2. A complementary filtering method of a gyrostabilizer applied to the gyrostabilizer for a blind crutch according to claim 1, comprising the steps of:

the first step is as follows: placing an acceleration sensor and a gyro sensor, constructing a gyro stabilizing device, and respectively acquiring the angles of the acceleration sensor after pretreatmentθ _i And angular acceleration of gyro sensorω _i Data; wherein the angleθ _i Angular acceleration obtained from a three-dimensional spatial geometryω _i Acquired and processed by a sensor;

the second step is that: smoothing the angle of the acceleration sensor firstθ _i To obtain the intermediate quantity of the smooth anglex ₁The calculation formula is as follows:

in the formula, the first step is that,θ _i is the current angle value;θ’ ois the angle output value after the previous correction,K ₁taking a certain proportion of smooth weight value;

x ₁after calculation, the acceleration is converted into angle-like acceleration quantity capable of representing rapid changex ₂The calculation formula is as follows:

in the formula,. DELTA.tIs the sampling interval;x ’ 2the previous angular acceleration measurement;

the third step: first using angular acceleration of gyro sensorω _i The angle of the acceleration sensor is compensated, and the calculation formula is as follows:

in the formula, the first step is that,x ₃calculating the angle intermediate quantity of the acceleration sensor;x ₂is the angular acceleration of the class;ω _i is the angular acceleration of the gyro sensor;x ₁is the intermediate quantity of the smooth angle;K ₂a certain proportion of compensation weight value is taken;

then, angle estimation is carried out to finally obtain the attitude angle of the timeθ _o The calculation formula is as follows:

in the formula,. DELTA.tIs the sampling interval;θ’ ian angle is calculated for the iteration.

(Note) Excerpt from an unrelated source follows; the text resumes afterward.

PR #7137, opened 2023-11-05
bundle lock/install --checksums

martinemde:

Users need to be able to opt-in to checksums.

I'm slowly fixing all the specs so that they generate checksums depending on if checksums exist already in the current lockfile so that we don't throw away all the specs. When checksums become enabled by default, we can just change the checksums_section method to ignore existing lockfile.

3. The method of claim 2, wherein in the first step, the acceleration sensor and the gyro sensor are required to be disposed in parallel so as to eliminate the influence of the coordinate transformation operation, and the acceleration sensor and the gyro sensor can be disposed at random inside the gyro stabilizer.

4. The method of claim 2, wherein in the second step, the smooth weight valuesK ₁The value range of (1) is 0-1.

5. The method of claim 2, wherein in the third step, the compensation weight value is calculatedK ₂The value range of (1) is 0-1.